Dr. Marc Sebrechts (Professor and Chair, Psychology),
President of Catholic University's Phi Beta Kappa Chapter,
reads the announcement of award
The Catholic University of America’s chapter of Phi Beta Kappa (Beta of D.C.) has awarded the James Marshall Campbell Award for 2018 to Luis Agustin Rivera, a double major in History and in Media and Communication Studies and a member of the Class of 2018.
Monsignor Campbell was for many years Dean of the undergraduate college at Catholic University; it was largely through his efforts that the university’s chapter of Phi Beta Kappa came into being in 1941. The award that bears his name is granted each year to a graduate, chosen by members of Phi Beta Kappa, whose outstanding scholastic achievement best exemplifies the ideals of the society.
As a double major, Luis wrote not one but two senior theses.

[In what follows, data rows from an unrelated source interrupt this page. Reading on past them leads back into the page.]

PR #3844, opened 2019-05-28
Issue 3785: Fixes bug inside AssertExtensions

### LINKED ISSUE #3785: Sporadic failure in MetricsTest.metricsTimeBasedCacheEvictionTest
**Problem description**
Another problem has manifested on this test after solving a `NullPointerException` in #3725. In this case, the problem is a non-satisfied assertion:
```
Error Message
java.lang.AssertionError: expected:<130> but was:<-1>
Stacktrace
java.lang.AssertionError: expected:<130> but was:<-1>
	at io.pravega.test.common.AssertExtensions.assertEventuallyEquals(AssertExtensions.java:53)
	at io.pravega.test.integration.MetricsTest.metricsTimeBasedCacheEvictionTest(MetricsTest.java:253)
```
[Full log of this failure.](https://github.com/pravega/pravega/files/3188553/log.txt)

**Problem location**
MetricsTest.metricsTimeBasedCacheEvictionTest

Fix the test.

kevinhan88:
**Change log description**  
There is a bug inside AssertExtension::assertEventuallyEquals() - when compare two incoming objects, it uses == (address comparison) which fails in most cases unless the two objects are the same. Then it keeps trying until timed out and eventually hands it over to org.junit.Assert.assertEquals which correctly uses objA.equals(objB). 
The effect of this bug is that it will hold things up to timeout and then call assertEquals.

**Purpose of the change**  
Fixes #3785 

**What the code does**  
This PR fixes a bug in `AssertExtensions`, by testing null equals and then call equals of object, instead of using address comparison.

With the fix above, the test inside `MetricsTest` still failed because there's no more holding so the cache eviction didn't get chance to run; Thread.sleep is added for cache eviction to happen.

**How to verify it**  
All tests should pass.

### DIFF
--- a/test/integration/src/test/java/io/pravega/test/integration/MetricsTest.java
+++ b/test/integration/src/test/java/io/pravega/test/integration/MetricsTest.java
@@ -41,7 +41,6 @@ import io.pravega.shared.metrics.MetricRegistryUtils;
 import io.pravega.shared.metrics.MetricsConfig;
 import io.pravega.shared.metrics.MetricsProvider;
 import io.pravega.shared.metrics.StatsProvider;
-import io.pravega.test.common.AssertExtensions;
 import io.pravega.test.common.TestUtils;
 import io.pravega.test.common.TestingServerStarter;
 import io.pravega.test.common.ThreadPooledTestSuite;
@@ -62,6 +61,7 @@ import org.junit.Test;
 import static io.pravega.shared.MetricsNames.SEGMENT_READ_BYTES;
 import static io.pravega.shared.MetricsTags.segmentTags;
 import static java.util.concurrent.TimeUnit.SECONDS;
+import static org.junit.Assert.assertEquals;
 import static org.junit.Assert.assertTrue;
 
 @Slf4j
@@ -100,7 +100,7 @@ public class MetricsTest extends ThreadPooledTestSuite {
         MetricsConfig metricsConfig = MetricsConfig.builder()
                 .with(MetricsConfig.ENABLE_STATSD_REPORTER, false)
                 .build();
-        metricsConfig.setDynamicCacheEvictionDuration(Duration.ofSeconds(3));
+        metricsConfig.setDynamicCacheEvictionDuration(Duration.ofSeconds(2));
 
         MetricsProvider.initialize(metricsConfig);
         statsProvider = MetricsProvider.getMetricsProvider();
@@ -203,13 +203,10 @@ public class MetricsTest extends ThreadPooledTestSuite {
             readAllEvents(reader1);
 
             final String[] streamTags = segmentTags(scope + "/" + STREAM_NAME + "/0.#epoch.0");
-            AssertExtensions.assertEventuallyEquals(bytesWritten, () -> {
-                return MetricRegistryUtils.getCounter(SEGMENT_READ_BYTES, streamTags) == null
-                        ? -1 : (long) MetricRegistryUtils.getCounter(SEGMENT_READ_BYTES, streamTags).count();
-            }, 2000);
+            assertEquals(bytesWritten, (long) MetricRegistryUtils.getCounter(SEGMENT_READ_BYTES, streamTags).count());
 
             //Wait for cache eviction to happen
-            Thread.sleep(5000);
+            Thread.sleep(4000);
 
             String readerGroupName2 = readerGroupName + "2";
             log.info("Creating Reader group : {}", readerGroupName2);
@@ -229,10 +226,7 @@ public class MetricsTest extends ThreadPooledTestSuite {
 
             //Metric is evicted from Cache, after cache eviction duration
             //Count starts from 0, rather than adding up to previously ready bytes, as cache is evicted.
-            AssertExtensions.assertEventuallyEquals(bytesWritten, () -> {
-                return MetricRegistryUtils.getCounter(SEGMENT_READ_BYTES, streamTags) == null
-                        ? -1 : (long) MetricRegistryUtils.getCounter(SEGMENT_READ_BYTES, streamTags).count();
-            }, 1000);
+            assertEquals(bytesWritten, (long) MetricRegistryUtils.getCounter(SEGMENT_READ_BYTES, streamTags).count());
 
             Map<Double, Double> map = new HashMap<>();
             map.put(0.0, 1.0);
@@ -253,10 +247,7 @@ public class MetricsTest extends ThreadPooledTestSuite {
             readAllEvents(reader1);
 
             final String[] streamTags2nd = segmentTags(scope + "/" + STREAM_NAME + "/1.#epoch.1");
-            AssertExtensions.assertEventuallyEquals(bytesWritten, () -> {
-                return MetricRegistryUtils.getCounter(SEGMENT_READ_BYTES, streamTags2nd) == null
-                        ? -1 : (long) MetricRegistryUtils.getCounter(SEGMENT_READ_BYTES, streamTags2nd).count();
-            }, 1000);
+            assertEquals(bytesWritten, (long) MetricRegistryUtils.getCounter(SEGMENT_READ_BYTES, streamTags2nd).count());
 
             readerGroupManager.deleteReaderGroup(readerGroupName1);
             readerGroupManager.deleteReaderGroup(readerGroupName2);
--- a/test/integration/src/test/java/io/pravega/test/integration/MetricsTest.java
+++ b/test/integration/src/test/java/io/pravega/test/integration/MetricsTest.java
@@ -9,7 +9,6 @@
  */
 package io.pravega.test.integration;
 
-import io.micrometer.core.instrument.Metrics;
 import io.pravega.client.ClientConfig;
 import io.pravega.client.admin.ReaderGroupManager;
 import io.pravega.client.admin.StreamManager;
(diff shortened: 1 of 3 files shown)


test/testcommon/src/main/java/io/pravega/test/common/AssertExtensions.java
```diff
@@ -45,8 +45,14 @@
     public static <T> void assertEventuallyEquals(T expected, Callable<T> eval, long timeout) throws Exception {
         long endTime = System.currentTimeMillis() + timeout;
         while (endTime > System.currentTimeMillis()) {
-            if (expected == eval.call()) {
-                return;
+            if (expected == null) {
+                if (eval.call() == null) {
+                    return;
+                }
+            } else {
```
andreipaduroiu: you can merge this into an `else if` block

test/integration/src/test/java/io/pravega/test/integration/MetricsTest.java
```diff
@@ -206,7 +206,10 @@ public void metricsTimeBasedCacheEvictionTest() throws Exception {
             AssertExtensions.assertEventuallyEquals(bytesWritten, () -> {
                 return MetricRegistryUtils.getCounter(SEGMENT_READ_BYTES, streamTags) == null
                         ? -1 : (long) MetricRegistryUtils.getCounter(SEGMENT_READ_BYTES, streamTags).count();
-            }, 10000);
+            }, 2000);
+
+            //Wait for cache eviction to happen
+            Thread.sleep(5000);
```
andreipaduroiu: Is there really no other way of simulating the passage of time? Can we not have an internal method that forces a cache eviction?

kevinhan88: No easy way at least; and this is integration test so let's do it "naturally".

test/testcommon/src/main/java/io/pravega/test/common/AssertExtensions.java
fpj: This comment hasn't been addressed, I have unresolved this conversation.

test/integration/src/test/java/io/pravega/test/integration/MetricsTest.java
fpj: Relying upon sleeps in tests is bad practice for at least two reasons:

- It increases the total length of the build often unnecessarily
- Due to the non-determinism of process and thread scheduling, it leads to false positives. 

Please find another way to determine that the element has been evicted from the cache.

test/testcommon/src/main/java/io/pravega/test/common/AssertExtensions.java
kevinhan88: it's fixed in commit 053715b493b

test/integration/src/test/java/io/pravega/test/integration/MetricsTest.java
kevinhan88: Reduced the eviction time to 2 seconds, and reduced the sleep time to 4 seconds. The total test execution time is dropped from 54 sec to 24 sec.
Note this is a "time based" integration test trying to ensure metric cache indeed evicts as expected from an end-to-end integration perspective. The unit tests of Cache evictions are already covered by SegmentStatsRecorderTest.java, which uses a TestContext as the run time, and supplies a mocked cache.
If we manipulate the cache too much in this integration test, then it's overlapping the unit test SegmentStatsRecorderTest; more importantly, it's losing the point of integration test.

kevinhan88: Just to add one more comment - I spent quite some time trying to find a way to manipulate the cache eviction so we can have more precise control of the test execution. Firstly it is near impossible to manipulate internal components of Pravega in an integration test environment; secondly when I tried it further, this test became more and more like SegmentStatsRecorderTest, a pure unit test, and starts to lose the point of integration test.

test/testcommon/src/main/java/io/pravega/test/common/AssertExtensions.java
```diff
@@ -45,7 +45,11 @@
     public static <T> void assertEventuallyEquals(T expected, Callable<T> eval, long timeout) throws Exception {
         long endTime = System.currentTimeMillis() + timeout;
         while (endTime > System.currentTimeMillis()) {
-            if (expected == eval.call()) {
+            if (expected == null) {
+                if (eval.call() == null) {
+                    return;
+                }
+            } else if (expected.equals(eval.call())) {
```
fpj: Is it ok if `eval.call()` is `null` here?

test/testcommon/src/main/java/io/pravega/test/common/AssertExtensions.java
```diff
@@ -45,7 +45,11 @@
     public static <T> void assertEventuallyEquals(T expected, Callable<T> eval, long timeout) throws Exception {
         long endTime = System.currentTimeMillis() + timeout;
         while (endTime > System.currentTimeMillis()) {
-            if (expected == eval.call()) {
+            if (expected == null) {
```
fpj: I think the logic you are trying to express here is more clearly stated as:

```
if ((expected == null && eval.call() == null) || (expected != null && expected.equals(eval.call())) {
    return;
}
```

andreipaduroiu: After looking at this method a few more times, I feel like we could move `testcommon.TestUtils.await(...)` in here and replace this method altogether. `await` is much more flexible and gives the caller the ability to implement their own condition check and fine-tune the check frequency and delay.

https://github.com/pravega/pravega/blob/master/test/testcommon/src/main/java/io/pravega/test/common/TestUtils.java#L68

test/testcommon/src/main/java/io/pravega/test/common/AssertExtensions.java
kevinhan88: Yes, eval.call() could return null.

test/testcommon/src/main/java/io/pravega/test/common/AssertExtensions.java
kevinhan88: Yes, fixed with the compact condition in the AssertExtensions.java.

kevinhan88: I added awaitFirst method into TestUtils.java and started using it inside MetricsTest.
The reason is that await() test the condition and then await, however this is cache eviction test, if the object is accessed, it changes the expiration time.
The new awaitFirst turns the things around by await first and then check the condition.

fpj: That's a good observation, @andreipaduroiu, but let me clarify what the proposal would be as I see a few options:

Option 1: we get rid of `assertEventuallyEquals` and only use `await`. That would require changing all occurrences of `assertEventuallyEquals`, which would be out of scope of this PR.
Option 2: we keep both `assertEventuallyEquals` and `await`.
   - Option 2a: we only replace `assertEventuallyEquals` with `await` in the test case we are fixing in this PR.
   - Option 2b: we replace more broadly the relevant occurrences of `assertEventuallyEquals`, but that again feels like out of scope of this PR.

Option 2a is acceptable, but then my next question is what happens to `assertEventuallyEquals`, do we fix in the way that is being proposed or leave it untouched? If the point that @kevinhan88 is raising is a concern, then we should be fixing it here in the case we keep `assertEventuallyEquals`.

What do you think?

andreipaduroiu: The scope of this PR is "Fix bug inside AssertExtensions". That is a bit broad, so I think option 1 can fall into scope. I don't want to have two different methods that are 90% similar and then we'll end up with people using both in the future. This has happened before and it was hard to fix afterwards.

There are only 17 callsites of this method. I think they can be resolved.

@kevinhan88 I don't see how using `await` will touch the cache in any other way compared to what you are doing now. You will simply pass your condition check as a `Supplier` to `await` which will have the same effect.

kevinhan88: @andreipaduroiu are these 2 methods for different purpose and usages? await() may return or throw timeout exception, while assertEventuallyEquals may return or throw AssertException. I don't see how one can replace another.

andreipaduroiu: - Both will fail the test.
- Both are designed to check a condition that is not necessarily true at the moment but may become true at one point in the future.
- `assertEventuallyEquals` can only check for equality. `await` is more flexible and allows you to verify other conditions (ex: not equals, greater, smaller, null, not null, etc.) 

- `await` is more efficient in that it doesn't call `System.currentTimeMillis` every time. 
- You can build `assertEventuallyEquals` using `await`, which will pass in the appropriate callback.

fpj: I have to take responsibility for changing the PR title, I felt that the important part was fixing the bug in the method. As is, the title of the PR is broad so even option 1 falls into the scope of the PR title. The fix of the test case is a side-effect of the change. I'm ok with going with option 1 as long as @kevinhan88 is comfortable doing it in this PR.

kevinhan88:
@andreipaduroiu I believe I got all your points and fixed whatever necessary in the a6a60f57e526891ebf42db51fb827d716a410b96.
1. assertExceptions are special exceptions as code analysis tool treat them differently, so does test report.
2. assertTrue and assertEquals are also different for code analysis and test report. assertEquals tells the value of both sides while assertTrue doesn't.
3. assertTrue doesn't return true, so we cannot pass assertTrue function into await.
For the above reasons I kept asssertEventuallyEquals, but added the intervalMillis into it, following the await style.

andreipaduroiu:
@kevinhan88 I'm ok with these changes as they are. Please file an issue so that we may unify `TestUtils.await` and `AssertExtensions.assertEventuallyEquals` since they are very similar.

kevinhan88:
https://github.com/pravega/pravega/issues/3865 created per the comment.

His senior thesis in History – “Puerto Ricans Are Americans Too: The Statehood Debate and Second-Class American Citizenship in Puerto Rico” – is an ambitious analysis of the relationship between the U.S. and Puerto Rico. He focuses on the series of referendums on which Puerto Ricans have voted in order to determine the island’s political status. Luis’s thesis in Media and Communication Studies – “Lying and Deception in South Park and Game of Thrones” – is a nuanced investigation into how these two conventional TV shows, which exemplify the genres of cartoon satire and serialized fantasy respectively, engage viewers in sophisticated analyses of the nature of falsehood and the moral complexity of deception, raising many of the same core issues (and sometimes questioning them) that arise in canonical philosophical and psychological literature on lying.

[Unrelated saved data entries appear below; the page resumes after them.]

PR #3849, opened 2019-05-29
Issue 3847: Fix issues causing error in extracting client credentials 

### LINKED ISSUE #3847: Client credentials fail to get populated when specified through environment variables
**Problem description**
If you specify client credentials via environment variables, the following exception occurs, which in turn prevents client credentials from getting populated in the ClientConfig object: 

```
	at io.pravega.client.ClientConfig$ClientConfigBuilder.extractCredentialsFromProperties(ClientConfig.java:136)
	at io.pravega.client.ClientConfig$ClientConfigBuilder.extractCredentials(ClientConfig.java:128)
```

**Problem location**
`extractCredentials(Properties properties, Map<String, String> env)` method of `ClientConfig class`

ravisharda:
**Change log description**  
Adds null checks to prevent errors in extracting client credentials from environment variables. 

**Purpose of the change**  
Fixes #3847. 

**What the code does**  
* Adds null checks in ClientConfig `extractCredentials(...)` to prevent errors in extracting credentials from environment variables. It also adds some log statements for easier debugging. 
* Adds some tests and refactors existing one in `CredentialsExtractorTest` class for verifying client credentials extraction logic more comprehensively. 

**How to verify it**  
All tests must pass.

### DIFF
--- a/client/src/main/java/io/pravega/client/ClientConfig.java
+++ b/client/src/main/java/io/pravega/client/ClientConfig.java
@@ -122,20 +122,22 @@ public class ClientConfig implements Serializable {
         @VisibleForTesting
         ClientConfigBuilder extractCredentials(Properties properties, Map<String, String> env) {
             if (credentials != null) {
-                log.debug("Client credentials were specified by the caller.");
+                log.info("Client credentials were extracted using the explicitly supplied credentials object.");
                 return this;
             }
             if (properties != null) {
                 credentials = extractCredentialsFromProperties(properties);
                 if (credentials != null) {
-                    log.debug("Client credentials were extracted from system properties.");
+                    log.info("Client credentials were extracted from system properties. {}",
+                            "They weren't explicitly supplied as a Credentials object.");
                     return this;
                 }
             }
             if (env != null) {
                 credentials = extractCredentialsFromEnv(env);
                 if (credentials != null) {
-                    log.debug("Client credentials were extracted from environment variables");
+                    log.info("Client credentials were extracted from environment variables. {}",
+                            "They weren't explicitly supplied as a Credentials object or system properties.");
                     return this;
                 }
             }
--- a/client/src/main/java/io/pravega/client/ClientConfig.java
+++ b/client/src/main/java/io/pravega/client/ClientConfig.java
@@ -122,12 +122,22 @@ public class ClientConfig implements Serializable {
         @VisibleForTesting
         ClientConfigBuilder extractCredentials(Properties properties, Map<String, String> env) {
             if (credentials != null) {
+                log.debug("Client credentials were specified by the caller.");
                 return this;
             }
-
-            credentials = extractCredentialsFromProperties(properties);
-            if (credentials == null) {
+            if (properties != null) {
+                credentials = extractCredentialsFromProperties(properties);
+                if (credentials != null) {
+                    log.debug("Client credentials were extracted from system properties.");
+                    return this;
+                }
+            }
+            if (env != null) {
                 credentials = extractCredentialsFromEnv(env);
+                if (credentials != null) {
+                    log.debug("Client credentials were extracted from environment variables");
+                    return this;
+                }
             }
             return this;
         }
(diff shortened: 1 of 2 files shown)


client/src/main/java/io/pravega/client/ClientConfig.java
```diff
@@ -122,12 +122,22 @@ private void extractCredentials() {
...
+                credentials = extractCredentialsFromProperties(properties);
+                if (credentials != null) {
+                    log.debug("Client credentials were extracted from system properties.");
+                    return this;
+                }
+            }
+            if (env != null) {
                 credentials = extractCredentialsFromEnv(env);
+                if (credentials != null) {
+                    log.debug("Client credentials were extracted from environment variables");
```
fpj: Since this is for debugging purposes, do you want to list as part of the log message the variables that have been extracted? Same comment for the other log messages in this file.

client/src/test/java/io/pravega/client/CredentialsExtractorTest.java
```diff
@@ -10,83 +10,202 @@
...
 public class CredentialsExtractorTest {
-    @Test
-    public void testextractCredentials() {
-        //No creds defined
-        ClientConfig config = ClientConfig.builder().build();
-        assertEquals("Empty list should return null", config.getCredentials(), null);
 
-        //Test custom creds
+    @Test
+    public void extractsCredentialsFromProperties() {
```
fpj: For uniformity, can we start the test method name with `test`?

client/src/test/java/io/pravega/client/CredentialsExtractorTest.java
```diff
@@ -10,83 +10,202 @@
...
+                    }
+
+                    @Override
+                    public String getAuthenticationToken() {
+                        return "tokenSpecifiedViaExplicitObject";
+                    }
+                }).extractCredentials(properties, authEnvVariables)
+                .build();
+
+        assertEquals("Explicitly set credentials should not be overridden", "typeSpecifiedViaExplicitObject",
```
fpj: Based on this test case, I´m wondering if we should warn the user that the configuration via system properties and env variables is being ignored. I understand that we follow a given order in the presence of multiple configuration types, but perhaps we want to let the user know that she is not necessarily doing the right thing.

Note that I´m not suggesting a change to the test case, I´m suggesting that we print a warn log message in the case a user specifies multiple types and we by consequence ignore one.

client/src/main/java/io/pravega/client/ClientConfig.java
ravisharda: Since credentials are considered sensitive, they are usually not logged. It might be helpful to know whether they are present, and therefore I added the current log statements, which I think should establish conclusively whether the credentials were present. 

What do you say?

client/src/test/java/io/pravega/client/CredentialsExtractorTest.java
ravisharda: I've added the `test` prefix to all the test methods now.

client/src/test/java/io/pravega/client/CredentialsExtractorTest.java
ravisharda: Warning the user that the configuration via system properties and environment variables are being ignored would be helpful from the usability perspective. There are a couple of issues with that though:

1. The environment variable or system properties might have been specified by someone else at deployment time while the explicit credentials are specified at development time. The user might be seeing a log message as a consequence of someone else's action. 
2. There is a bit of additional processing that is required to assess the condition, in order to find whether to log the message.

I think we should leave it as is for now, especially because there are adequate log statements that make the condition clear: https://github.com/pravega/pravega/blob/7a9c3595e49cbf192ba713d6863df0a3df44775c/client/src/main/java/io/pravega/client/ClientConfig.java#L123

Would you agree?

client/src/main/java/io/pravega/client/ClientConfig.java
fpj: Ok.

client/src/test/java/io/pravega/client/CredentialsExtractorTest.java
fpj: Let's have info level messages to state what method is being used to load the credentials. That way we avoid any confusion about how we are loading it at run time.

ravisharda: Sure, done.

The Phi Beta Kappa chapter’s citation for the Monsignor Campbell Awards notes that Luis has great intellectual curiosity, range, and ambition, with well-developed interests not only in history and communications but also in public policy, literature, and the arts. Last summer he served as an intern for Jacinda Ardern, a member of the New Zealand Parliament who became Prime Minister in October. He is also a talented writer and filmmaker, and he recently completed a novel that he plans to publish. His instructors describe Luis as rigorous and detail-driven, inquisitive and friendly, and concerned for the department and his fellow students. One faculty member wrote that “Luis took his work seriously and always went over and above what was required – not out of overkill or grade seeking, but because he got passionately involved in his work and has a real hunger for learning,” while another said that “from the time I met Luis, I knew he would be successful. It seems to me, once he sets a goal for himself, he achieves it.”
After the announcement of the award, Luis commented, “This was totally unexpected – it’s a great honor. And I’ll miss CUA!”